Problem requirements: Look in the data below for the line that contains "Ran with two". Copy that line and the remaining lines exactly.

(Collected data)
Content starts

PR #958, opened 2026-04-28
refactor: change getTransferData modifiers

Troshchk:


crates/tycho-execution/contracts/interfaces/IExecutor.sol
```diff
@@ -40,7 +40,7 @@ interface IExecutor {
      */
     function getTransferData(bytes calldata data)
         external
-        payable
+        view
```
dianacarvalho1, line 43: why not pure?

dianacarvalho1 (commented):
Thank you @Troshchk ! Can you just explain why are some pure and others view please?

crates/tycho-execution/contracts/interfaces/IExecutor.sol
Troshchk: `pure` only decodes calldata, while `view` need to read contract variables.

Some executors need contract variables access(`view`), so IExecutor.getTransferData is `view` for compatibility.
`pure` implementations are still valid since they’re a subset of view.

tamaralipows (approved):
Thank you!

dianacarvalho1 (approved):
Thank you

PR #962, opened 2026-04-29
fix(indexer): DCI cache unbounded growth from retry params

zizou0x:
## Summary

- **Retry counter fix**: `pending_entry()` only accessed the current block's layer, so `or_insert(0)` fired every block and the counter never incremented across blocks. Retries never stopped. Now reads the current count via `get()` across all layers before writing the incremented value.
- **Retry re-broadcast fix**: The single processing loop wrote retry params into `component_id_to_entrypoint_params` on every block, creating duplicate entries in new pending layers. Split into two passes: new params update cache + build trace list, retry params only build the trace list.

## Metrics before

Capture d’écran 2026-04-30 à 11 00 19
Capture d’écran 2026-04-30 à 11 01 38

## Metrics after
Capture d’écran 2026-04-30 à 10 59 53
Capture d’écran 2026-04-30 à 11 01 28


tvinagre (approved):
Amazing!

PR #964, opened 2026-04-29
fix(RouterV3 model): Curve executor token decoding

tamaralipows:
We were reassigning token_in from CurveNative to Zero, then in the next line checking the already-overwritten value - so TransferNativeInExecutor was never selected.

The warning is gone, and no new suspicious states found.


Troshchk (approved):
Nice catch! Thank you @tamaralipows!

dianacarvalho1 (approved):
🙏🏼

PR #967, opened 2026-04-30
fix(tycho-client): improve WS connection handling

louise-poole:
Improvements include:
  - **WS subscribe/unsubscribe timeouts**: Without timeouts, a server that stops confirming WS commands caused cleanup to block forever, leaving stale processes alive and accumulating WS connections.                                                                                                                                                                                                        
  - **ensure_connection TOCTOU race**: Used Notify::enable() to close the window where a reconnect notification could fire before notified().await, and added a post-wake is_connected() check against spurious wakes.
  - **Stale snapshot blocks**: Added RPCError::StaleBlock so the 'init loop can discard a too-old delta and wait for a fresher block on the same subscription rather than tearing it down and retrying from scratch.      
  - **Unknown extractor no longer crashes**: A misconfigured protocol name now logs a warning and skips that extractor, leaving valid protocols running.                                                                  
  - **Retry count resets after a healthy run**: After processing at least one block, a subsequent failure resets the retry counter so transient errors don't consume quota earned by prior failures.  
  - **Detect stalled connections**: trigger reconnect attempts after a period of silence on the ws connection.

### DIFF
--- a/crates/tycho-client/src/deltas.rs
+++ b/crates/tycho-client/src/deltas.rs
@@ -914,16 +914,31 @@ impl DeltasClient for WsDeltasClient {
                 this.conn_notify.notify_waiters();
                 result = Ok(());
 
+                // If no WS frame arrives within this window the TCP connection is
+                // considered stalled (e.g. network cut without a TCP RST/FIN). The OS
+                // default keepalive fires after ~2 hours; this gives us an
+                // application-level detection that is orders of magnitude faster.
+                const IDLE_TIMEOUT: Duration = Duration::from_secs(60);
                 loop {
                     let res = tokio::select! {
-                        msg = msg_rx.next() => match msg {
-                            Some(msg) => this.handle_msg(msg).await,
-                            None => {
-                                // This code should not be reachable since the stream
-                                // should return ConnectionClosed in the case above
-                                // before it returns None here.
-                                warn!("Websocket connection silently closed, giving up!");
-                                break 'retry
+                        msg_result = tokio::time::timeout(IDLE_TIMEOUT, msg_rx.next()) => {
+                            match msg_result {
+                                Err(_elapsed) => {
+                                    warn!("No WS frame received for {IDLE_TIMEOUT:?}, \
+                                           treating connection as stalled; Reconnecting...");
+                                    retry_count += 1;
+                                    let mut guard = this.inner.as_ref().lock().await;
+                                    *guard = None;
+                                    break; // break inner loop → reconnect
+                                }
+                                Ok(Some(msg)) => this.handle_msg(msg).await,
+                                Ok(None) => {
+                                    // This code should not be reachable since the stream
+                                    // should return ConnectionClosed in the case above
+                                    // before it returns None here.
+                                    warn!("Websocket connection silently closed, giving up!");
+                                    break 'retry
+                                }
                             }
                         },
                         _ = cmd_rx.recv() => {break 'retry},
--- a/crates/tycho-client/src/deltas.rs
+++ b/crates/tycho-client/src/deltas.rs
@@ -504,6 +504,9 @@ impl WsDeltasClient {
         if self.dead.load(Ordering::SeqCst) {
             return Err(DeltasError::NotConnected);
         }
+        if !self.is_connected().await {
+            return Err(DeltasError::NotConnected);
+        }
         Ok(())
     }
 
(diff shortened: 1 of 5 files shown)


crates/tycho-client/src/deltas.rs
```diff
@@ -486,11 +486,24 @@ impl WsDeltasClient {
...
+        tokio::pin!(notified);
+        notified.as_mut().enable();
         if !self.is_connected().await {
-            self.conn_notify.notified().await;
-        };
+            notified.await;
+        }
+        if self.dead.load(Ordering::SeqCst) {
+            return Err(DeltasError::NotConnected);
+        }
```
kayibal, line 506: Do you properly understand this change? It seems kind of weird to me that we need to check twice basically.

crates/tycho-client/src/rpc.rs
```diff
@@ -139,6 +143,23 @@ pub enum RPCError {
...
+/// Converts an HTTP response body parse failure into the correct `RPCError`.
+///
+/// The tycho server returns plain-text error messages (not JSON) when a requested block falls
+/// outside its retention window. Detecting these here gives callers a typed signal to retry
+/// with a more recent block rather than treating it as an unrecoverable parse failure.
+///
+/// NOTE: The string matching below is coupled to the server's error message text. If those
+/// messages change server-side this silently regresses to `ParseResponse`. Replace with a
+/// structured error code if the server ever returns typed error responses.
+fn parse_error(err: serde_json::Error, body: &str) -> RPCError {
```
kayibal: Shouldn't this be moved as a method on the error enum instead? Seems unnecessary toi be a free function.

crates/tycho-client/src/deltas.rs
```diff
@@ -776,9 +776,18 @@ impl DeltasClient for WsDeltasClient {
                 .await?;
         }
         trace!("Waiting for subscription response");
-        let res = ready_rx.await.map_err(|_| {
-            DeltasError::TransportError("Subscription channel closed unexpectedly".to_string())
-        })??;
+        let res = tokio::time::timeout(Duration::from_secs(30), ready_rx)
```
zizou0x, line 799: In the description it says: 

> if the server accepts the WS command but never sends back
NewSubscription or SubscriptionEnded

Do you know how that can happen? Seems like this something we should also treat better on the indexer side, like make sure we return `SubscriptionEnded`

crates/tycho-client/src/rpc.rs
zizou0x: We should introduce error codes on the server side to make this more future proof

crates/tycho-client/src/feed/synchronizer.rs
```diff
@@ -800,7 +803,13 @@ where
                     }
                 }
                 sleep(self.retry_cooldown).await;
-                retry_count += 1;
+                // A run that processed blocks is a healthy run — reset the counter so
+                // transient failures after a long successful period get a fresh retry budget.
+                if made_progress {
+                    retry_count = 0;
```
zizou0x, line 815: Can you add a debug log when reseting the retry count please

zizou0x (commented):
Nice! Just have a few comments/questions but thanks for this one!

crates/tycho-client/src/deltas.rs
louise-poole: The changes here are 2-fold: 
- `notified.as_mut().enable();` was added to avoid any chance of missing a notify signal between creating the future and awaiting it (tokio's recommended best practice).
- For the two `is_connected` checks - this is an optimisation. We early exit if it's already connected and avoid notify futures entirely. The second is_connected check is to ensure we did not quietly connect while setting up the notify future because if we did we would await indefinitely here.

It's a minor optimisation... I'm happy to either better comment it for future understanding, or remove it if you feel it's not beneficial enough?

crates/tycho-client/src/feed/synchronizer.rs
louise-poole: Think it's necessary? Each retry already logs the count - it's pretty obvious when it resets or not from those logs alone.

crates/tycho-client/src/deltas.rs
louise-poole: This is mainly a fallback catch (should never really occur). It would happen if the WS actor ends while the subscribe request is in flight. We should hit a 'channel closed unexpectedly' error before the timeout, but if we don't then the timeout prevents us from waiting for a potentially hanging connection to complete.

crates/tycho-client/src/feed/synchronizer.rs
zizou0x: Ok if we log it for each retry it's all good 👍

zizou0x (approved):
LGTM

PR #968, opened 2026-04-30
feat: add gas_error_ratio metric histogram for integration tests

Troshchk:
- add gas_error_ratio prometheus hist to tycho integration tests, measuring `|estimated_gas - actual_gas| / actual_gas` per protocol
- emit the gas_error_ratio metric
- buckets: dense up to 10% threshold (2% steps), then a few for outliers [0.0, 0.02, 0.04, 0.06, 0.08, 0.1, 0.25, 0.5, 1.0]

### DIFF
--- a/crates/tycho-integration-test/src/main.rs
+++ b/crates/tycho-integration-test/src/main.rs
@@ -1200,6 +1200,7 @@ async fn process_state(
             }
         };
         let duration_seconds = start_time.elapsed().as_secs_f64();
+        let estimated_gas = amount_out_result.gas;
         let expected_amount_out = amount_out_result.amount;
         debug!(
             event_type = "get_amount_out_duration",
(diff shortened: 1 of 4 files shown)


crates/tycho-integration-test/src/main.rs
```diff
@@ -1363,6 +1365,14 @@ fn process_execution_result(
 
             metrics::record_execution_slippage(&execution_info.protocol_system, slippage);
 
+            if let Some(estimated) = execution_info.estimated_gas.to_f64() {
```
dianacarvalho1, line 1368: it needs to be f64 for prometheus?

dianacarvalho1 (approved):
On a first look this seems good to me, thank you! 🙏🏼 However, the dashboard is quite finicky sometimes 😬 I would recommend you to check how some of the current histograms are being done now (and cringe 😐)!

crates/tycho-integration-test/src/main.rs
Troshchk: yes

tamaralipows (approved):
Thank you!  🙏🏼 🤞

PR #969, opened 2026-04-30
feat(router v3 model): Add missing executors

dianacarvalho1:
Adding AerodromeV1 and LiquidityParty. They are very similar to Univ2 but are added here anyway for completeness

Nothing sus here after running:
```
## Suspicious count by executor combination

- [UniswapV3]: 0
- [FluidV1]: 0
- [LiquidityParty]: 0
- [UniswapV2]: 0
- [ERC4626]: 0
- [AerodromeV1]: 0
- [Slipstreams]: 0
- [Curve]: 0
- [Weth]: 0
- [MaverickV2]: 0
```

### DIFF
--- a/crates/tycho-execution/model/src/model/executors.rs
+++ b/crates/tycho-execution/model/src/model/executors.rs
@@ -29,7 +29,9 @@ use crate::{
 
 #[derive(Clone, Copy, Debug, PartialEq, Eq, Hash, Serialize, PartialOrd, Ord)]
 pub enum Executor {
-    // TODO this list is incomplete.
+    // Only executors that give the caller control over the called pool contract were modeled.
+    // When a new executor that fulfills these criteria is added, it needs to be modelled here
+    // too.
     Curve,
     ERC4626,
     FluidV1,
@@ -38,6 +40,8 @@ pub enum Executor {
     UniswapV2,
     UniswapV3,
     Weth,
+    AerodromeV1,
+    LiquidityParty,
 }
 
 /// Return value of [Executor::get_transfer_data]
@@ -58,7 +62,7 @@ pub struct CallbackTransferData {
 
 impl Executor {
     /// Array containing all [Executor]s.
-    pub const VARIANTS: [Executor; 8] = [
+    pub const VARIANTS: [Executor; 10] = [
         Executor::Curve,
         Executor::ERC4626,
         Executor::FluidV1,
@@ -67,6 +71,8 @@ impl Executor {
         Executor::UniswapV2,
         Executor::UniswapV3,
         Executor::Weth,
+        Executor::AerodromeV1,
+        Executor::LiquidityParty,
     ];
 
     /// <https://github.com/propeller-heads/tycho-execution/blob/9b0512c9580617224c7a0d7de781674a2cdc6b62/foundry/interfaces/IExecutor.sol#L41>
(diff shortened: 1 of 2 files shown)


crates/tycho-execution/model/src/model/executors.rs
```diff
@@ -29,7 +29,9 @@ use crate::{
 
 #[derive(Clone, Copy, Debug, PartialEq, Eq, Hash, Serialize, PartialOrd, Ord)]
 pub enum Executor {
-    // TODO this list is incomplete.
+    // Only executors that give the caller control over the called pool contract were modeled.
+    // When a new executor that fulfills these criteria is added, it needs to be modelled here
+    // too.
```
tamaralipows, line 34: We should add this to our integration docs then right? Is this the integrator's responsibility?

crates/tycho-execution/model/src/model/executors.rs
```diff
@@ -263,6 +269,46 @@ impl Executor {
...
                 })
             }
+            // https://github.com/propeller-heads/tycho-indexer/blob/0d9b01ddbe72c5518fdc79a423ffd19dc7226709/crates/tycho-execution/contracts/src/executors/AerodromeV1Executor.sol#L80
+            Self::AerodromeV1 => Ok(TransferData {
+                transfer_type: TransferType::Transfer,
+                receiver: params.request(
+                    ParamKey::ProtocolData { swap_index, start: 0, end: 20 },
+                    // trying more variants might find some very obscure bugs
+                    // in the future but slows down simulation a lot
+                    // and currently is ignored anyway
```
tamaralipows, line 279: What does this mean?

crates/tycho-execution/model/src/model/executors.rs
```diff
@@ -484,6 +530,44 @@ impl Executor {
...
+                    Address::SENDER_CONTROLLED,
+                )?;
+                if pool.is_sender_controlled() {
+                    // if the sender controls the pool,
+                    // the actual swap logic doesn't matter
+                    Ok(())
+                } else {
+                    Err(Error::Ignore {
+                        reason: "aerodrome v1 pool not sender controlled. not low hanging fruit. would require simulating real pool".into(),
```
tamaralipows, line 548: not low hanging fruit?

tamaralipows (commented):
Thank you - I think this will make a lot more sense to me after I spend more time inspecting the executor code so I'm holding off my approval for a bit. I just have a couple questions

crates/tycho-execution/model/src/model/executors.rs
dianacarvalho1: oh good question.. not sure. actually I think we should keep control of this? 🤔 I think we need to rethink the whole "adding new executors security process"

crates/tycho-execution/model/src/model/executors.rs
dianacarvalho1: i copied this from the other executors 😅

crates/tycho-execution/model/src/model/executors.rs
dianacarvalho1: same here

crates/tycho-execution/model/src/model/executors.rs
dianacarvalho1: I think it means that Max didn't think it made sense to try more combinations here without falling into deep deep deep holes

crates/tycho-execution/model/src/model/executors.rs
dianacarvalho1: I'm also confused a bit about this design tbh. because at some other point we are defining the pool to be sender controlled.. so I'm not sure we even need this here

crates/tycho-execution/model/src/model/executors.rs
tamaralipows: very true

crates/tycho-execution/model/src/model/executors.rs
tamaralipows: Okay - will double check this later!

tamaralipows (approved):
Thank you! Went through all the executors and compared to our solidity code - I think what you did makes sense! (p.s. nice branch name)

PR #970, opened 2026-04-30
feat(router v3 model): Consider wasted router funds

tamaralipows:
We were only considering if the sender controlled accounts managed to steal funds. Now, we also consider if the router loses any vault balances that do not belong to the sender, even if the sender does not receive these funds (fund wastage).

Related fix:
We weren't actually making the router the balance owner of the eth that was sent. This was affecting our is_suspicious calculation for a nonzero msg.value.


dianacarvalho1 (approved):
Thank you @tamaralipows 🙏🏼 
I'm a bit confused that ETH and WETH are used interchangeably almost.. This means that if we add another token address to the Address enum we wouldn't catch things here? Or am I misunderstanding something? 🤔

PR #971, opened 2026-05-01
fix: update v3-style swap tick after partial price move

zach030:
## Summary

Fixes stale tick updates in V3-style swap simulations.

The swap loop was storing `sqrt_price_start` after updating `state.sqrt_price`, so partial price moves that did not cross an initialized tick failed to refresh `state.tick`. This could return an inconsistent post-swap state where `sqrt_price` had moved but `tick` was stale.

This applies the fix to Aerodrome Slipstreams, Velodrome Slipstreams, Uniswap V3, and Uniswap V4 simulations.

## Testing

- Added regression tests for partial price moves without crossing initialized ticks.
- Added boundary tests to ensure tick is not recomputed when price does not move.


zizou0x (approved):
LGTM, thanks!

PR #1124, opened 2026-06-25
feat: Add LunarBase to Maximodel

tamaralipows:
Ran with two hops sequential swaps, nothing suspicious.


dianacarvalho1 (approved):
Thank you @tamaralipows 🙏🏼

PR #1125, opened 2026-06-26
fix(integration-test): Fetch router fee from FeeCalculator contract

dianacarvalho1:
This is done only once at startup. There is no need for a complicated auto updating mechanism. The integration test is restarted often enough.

Content ends

Your response:
Ran with two hops sequential swaps, nothing suspicious.


dianacarvalho1 (approved):
Thank you @tamaralipows 🙏🏼

PR #1125, opened 2026-06-26
fix(integration-test): Fetch router fee from FeeCalculator contract

dianacarvalho1:
This is done only once at startup. There is no need for a complicated auto updating mechanism. The integration test is restarted often enough.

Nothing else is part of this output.